# Banned from a site because I use AOL



## clamjane (Sep 5, 2005)

I just tried to visit a site that I had been to a couple of times and I got a message that I was banned.

The reason is because I use AOL and "AOL shares IP addresses and they are constantly abused by spammers to attack the website."

I don't even know what this means and what can I do?


----------



## Rocky Fields (Jan 24, 2007)

Hey.

Install a different web browser program on your computer to surf and enter the site you're talking about. Opera is an example.

RF


----------



## Gary in ohio (May 11, 2002)

The browser isnt the issue. Its AOL. This site doesnt like AOL policy so its decided to block all users.


----------



## Rocky Fields (Jan 24, 2007)

Hey.

You also could try an anonymous surfing program.

RF


----------



## Rocky Fields (Jan 24, 2007)

Hey.

What is address of the site that banned you? I'd like to examine the code.
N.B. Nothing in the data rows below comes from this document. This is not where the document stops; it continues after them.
PR #362, opened 2019-11-26
Add Canopy transaction submission functionality

dnewh:
Adds transaction submission functionality to canopyjs.
This includes:
- Transaction/Sabre transaction builder implementations
- Batch builder implementation
- Ecdsa Secp256k1 Signer implementation
- http request utility

### DIFF
--- a/.dockerignore
+++ b/.dockerignore
@@ -54,6 +54,7 @@
 /canopy/**/coverage
 /canopy/**/build
 /canopy**/dist
+/canopy/**/node_modules
 
 /target
 /Cargo.lock
--- a/canopy/canopyjs/package.json
+++ b/canopy/canopyjs/package.json
@@ -5,12 +5,15 @@
   "author": "Cargill Incorporated",
   "license": "Apache-2.0",
   "main": "dist/index.js",
-  "dependencies": {},
+  "dependencies": {
+    "protobufjs": "^6.8.8"
+  },
   "scripts": {
     "test": "jest",
     "build": "tsc -p ./tsconfig.json --strict --outDir dist",
     "format": "prettier --write \"**/*.+(ts|*rc|json|js)\"",
-    "lint": "eslint src/*"
+    "lint": "eslint src/**/**/**/*",
+    "generate-proto-files": "node scripts/compile_protobuf.js ./protos"
   },
   "devDependencies": {
     "@types/jest": "^24.0.19",
--- a/canopy/canopyjs/package.json
+++ b/canopy/canopyjs/package.json
@@ -6,7 +6,9 @@
   "license": "Apache-2.0",
   "main": "dist/index.js",
   "dependencies": {
-    "protobufjs": "^6.8.8"
+    "@types/secp256k1": "^3.5.0",
+    "protobufjs": "^6.8.8",
+    "secp256k1": "^3.7.1"
   },
   "scripts": {
     "test": "jest",
--- a/canopy/canopyjs/package.json
+++ b/canopy/canopyjs/package.json
@@ -11,6 +11,7 @@
     "secp256k1": "^3.7.1"
   },
   "scripts": {
+    "postinstall": "yarn generate-proto-files",
     "test": "jest",
     "build": "tsc -p ./tsconfig.json --strict --outDir dist",
     "format": "prettier --write \"**/*.+(ts|*rc|json|js)\"",
--- a/canopy/canopyjs/scripts/compile_protobuf.js
+++ b/canopy/canopyjs/scripts/compile_protobuf.js
@@ -1,0 +1,56 @@
+// Copyright 2019 Cargill Incorporated
+//
+// Licensed under the Apache License, Version 2.0 (the "License");
+// you may not use this file except in compliance with the License.
+// You may obtain a copy of the License at
+//
+//     http://www.apache.org/licenses/LICENSE-2.0
+//
+// Unless required by applicable law or agreed to in writing, software
+// distributed under the License is distributed on an "AS IS" BASIS,
+// WITHOUT WARRANTIES OR CONDITIONS OF ANY KIND, either express or implied.
+// See the License for the specific language governing permissions and
+// limitations under the License.
+
+'use strict';
+
+const fs = require('fs');
+const pbjs = require('protobufjs/cli/pbjs');
+const pbts = require('protobufjs/cli/pbts');
+const process = require('process');
+
+const path = require('path');
+
+const protoDir = process.argv[2];
+
+const files = fs.readdirSync(protoDir).map(f => path.resolve(protoDir, f));
+
+pbjs.main(
+  [
+    '-t',
+    'static-module',
+    '-w',
+    'commonjs',
+    '-o',
+    'src/compiled_protos.js',
+    ...files
+  ],
+  function handleJsCompileError(err) {
+    if (err) {
+      console.error(`Error compiling protobuf bundle: ${err}`);
+    } else {
+      console.log('Sucessfully created protobuf bundle');
+    }
+  }
+);
+
+pbts.main(
+  ['-o', 'src/compiled_protos.d.ts', 'src/compiled_protos.js'],
+  function handleJsCompileError(err) {
+    if (err) {
+      console.error(`Error compiling protobuf typings: ${err}`);
+    } else {
+      console.log('Sucessfully created protobuf typings');
+    }
+  }
+);
--- a/canopy/canopyjs/src/index.ts
+++ b/canopy/canopyjs/src/index.ts
@@ -13,7 +13,10 @@
  * See the License for the specific language governing permissions and
  * limitations under the License.
  */
-
+export {
+  TransactionBuilder,
+  SabreTransactionBuilder
+} from './transactions/transaction';
 interface User {
   userId: string;
   displayName?: string;
--- a/canopy/canopyjs/src/index.ts
+++ b/canopy/canopyjs/src/index.ts
@@ -17,6 +17,7 @@ export {
   TransactionBuilder,
   SabreTransactionBuilder
 } from './transactions/transaction';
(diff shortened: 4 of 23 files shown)


canopy/canopyjs/src/transactions/submitter.ts
```diff
@@ -0,0 +1,81 @@
...
+    request.onload = () => {
+      if (request.status >= 200 && request.status < 300) {
+        resolve(request.response);
+      } else {
+        console.error(request);
+        if (request.status >= 400 && request.status < 500) {
+          reject('Failed to send request. Contact the administrator for help.');
+        } else {
+          reject(
+            'The Gameroom server has encountered an error. Please contact the administrator.'
```
zapplebee: Copy/paste artifact

canopy/canopyjs/src/transactions/submitter.ts
```diff
@@ -0,0 +1,81 @@
...
+interface BatchInfo {
+  id: string;
+  status: BatchStatus;
+}
+
+async function http(
+  method: string,
+  url: string,
+  data: Uint8Array,
+  headerFn: (request: XMLHttpRequest) => void
```
zapplebee: This should probably have a default implementation, no?

canopy/canopyjs/src/transactions/submitter.ts
```diff
@@ -0,0 +1,81 @@
...
+  error_message: string;
+  error_data: number[];
+}
+
+interface BatchInfo {
+  id: string;
+  status: BatchStatus;
+}
+
+async function http(
```
zapplebee: What is the benefit to writing our own http abstraction in place of using something like Fetch or Axios?

canopy/canopyjs/src/transactions/batch/errors/index.ts
```diff
@@ -0,0 +1,16 @@
+/**
```
zapplebee: MissingFieldError can probably be defined here to reduce the import nesting.

canopy/canopyjs/src/protobuf/index.ts
```diff
@@ -0,0 +1,25 @@
...
+// WITHOUT WARRANTIES OR CONDITIONS OF ANY KIND, either express or implied.
+// See the License for the specific language governing permissions and
+// limitations under the License.
+
+import protobuf, { Root } from 'protobufjs';
+import protoJSON from '../compiled_protos.json';
+
+const root: Root = protobuf.Root.fromJSON(protoJSON);
+
+export default Object.keys(root)
```
zapplebee: Is this actually needed since the `compiled_protos.js` file gets generated?

canopy/canopyjs/scripts/compile_protobuf.js
```diff
@@ -0,0 +1,65 @@
...
+      console.log('Sucessfully created protobuf bundle');
+    }
+  }
+);
+
+pbts.main(
+  ['-o', 'src/compiled_protos.d.ts', 'src/compiled_protos.js'],
+  function(err) {
+    err
+      ? console.error(`Error compiling protobuf typings: ${err}`)
```
zapplebee: This error handling should be consistent. Sorry, I know this was a PR I had into your branch.

canopy/canopyjs/package.json
```diff
@@ -5,12 +5,17 @@
...
+    "protobufjs": "^6.8.8",
+    "secp256k1": "^3.7.1"
+  },
   "scripts": {
     "test": "jest",
     "build": "tsc -p ./tsconfig.json --strict --outDir dist",
     "format": "prettier --write \"**/*.+(ts|*rc|json|js)\"",
-    "lint": "eslint src/*"
+    "lint": "eslint src/**/**/**/*",
+    "generate-proto-files": "node scripts/compile_protobuf.js ./protos"
```
zapplebee: Should probably add this as a `postinstall` script

canopy/canopyjs/src/transactions/addressing.ts
```diff
@@ -0,0 +1,58 @@
...
+// See the License for the specific language governing permissions and
+// limitations under the License.
+
+const crypto = require('crypto');
+
+// The namespace registry prefix for global state (00ec00)
+const NAMESPACE_REGISTRY_PREFIX = '00ec00';
+
+// The contract prefix for global state (00ec02)
+const CONTRACT_PREFIX = '00ec02';
```
zapplebee: These magic strings should probably come from some kind of config file instead of constants living with business logic, no?

canopy/canopyjs/src/transactions/submitter.ts
dnewh: We ran into some hard-to-debug issues using other libraries. E.g. Axios just doesn't handle octet-stream right at all.

canopy/canopyjs/src/transactions/submitter.ts
dnewh: What headers would you suggest adding by default?

canopy/canopyjs/src/transactions/batch/errors/index.ts
dnewh: This will cause lint errors later on if any other error types get added

canopy/canopyjs/src/transactions/submitter.ts
dnewh: updated

canopy/canopyjs/scripts/compile_protobuf.js
dnewh: updated

canopy/canopyjs/src/transactions/addressing.ts
peterschwarz: It's a very sabre-specific constant, so it doesn't make sense to be in a config file. Any changes to these values would probably also require code changes here.

canopy/canopyjs/src/protobuf/index.ts
dnewh: no, it is not. Updated

canopy/canopyjs/package.json
dnewh: added

.dockerignore
```diff
@@ -54,6 +54,7 @@
 /canopy/**/coverage
 /canopy/**/build
 /canopy**/dist
+/canopy/**/node_modules
```
dplumb94: Isn't this already accomplished by line 50?

canopy/canopyjs/scripts/compile_protobuf.js
```diff
@@ -0,0 +1,56 @@
...
+const pbts = require('protobufjs/cli/pbts');
+const process = require('process');
+
+const path = require('path');
+
+const protoDir = process.argv[2];
+
+const files = fs.readdirSync(protoDir).map(f => path.resolve(protoDir, f));
+
+pbjs.main(
```
dplumb94: How come this is a different script than what we used in Gameroom? It looks like in that one we are generating JSON descriptors and reading them into a TS module, but this is a different pattern.

canopy/canopyjs/tsconfig.json
```diff
@@ -2,7 +2,9 @@
   "compilerOptions": {
     "lib": ["es2015", "dom"],
     "esModuleInterop": true,
-    "declaration": true
+    "declaration": true,
+    "resolveJsonModule": true,
+    "allowJs": true
```
dplumb94: does this mean we lose types for the protobuf library?

canopy/canopyjs/src/transactions/signing.ts
```diff
@@ -0,0 +1,163 @@
+/**
```
dplumb94: Is this a rewrite of the Sawtooth SDK signing in typescript?

canopy/canopyjs/src/transactions/signing.ts
```diff
@@ -0,0 +1,163 @@
...
+    .map(b => b.toString(16).padStart(2, '0'))
+    .join('');
+}
+
+interface IContext {
+  sign: (message: Uint8Array, privateKey: PrivateKey) => string;
+  getPublicKey: (privateKey: PrivateKey) => PublicKey;
+}
+
+interface IPrivateKey {
```
dplumb94: I'd recommend splitting the interfaces and implementations out into separate files, see the rust sdk for example: [Rust SDK](https://github.com/hyperledger/sawtooth-sdk-rust/tree/master/src/signing).

Traits would be interfaces and structs would be classes.

canopy/canopyjs/src/transactions/signing.ts
```diff
@@ -0,0 +1,163 @@
...
+}
+
+class Context implements IContext {
+  sign(message: Uint8Array, privateKey: PrivateKey): string {
+    const hash = crypto
+      .createHash('sha512')
+      .update(message)
+      .digest();
+
+    const result = secp256k1.sign(hash, Buffer.from(privateKey.asBytes()));
```
dplumb94: Shouldn't have any secp256k1 stuff in the abstract implementation. Looks like this is the same code as the `Secp256k1Context`?

canopy/canopyjs/src/index.ts
```diff
@@ -17,6 +17,7 @@ export {
   TransactionBuilder,
   SabreTransactionBuilder
 } from './transactions/transaction';
+export { BatchBuilder } from './transactions/batch';
```
dplumb94: Spacing looks slightly off here.

How come these aren't exported in the canopy object?

.dockerignore
dnewh: I thought so, but I thought I was getting node_modules when I built

canopy/canopyjs/tsconfig.json
zapplebee: No since the types file is generated.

Some other possible solutions:

You might try Googling the site address and view the "cache" of the site (try this first)

You might try using city library or friend's computer to view site (non AOL service)

Someone could capture site and send it to you as a pdf for example

RF


----------



## snv1492 (Jun 9, 2007)

Rocky Fields said:


> What is address of the site that banned you? I'd like to examine the code.


What are you looking for? There is probably nothing in the code that would provide any indication of how it is IP blocking.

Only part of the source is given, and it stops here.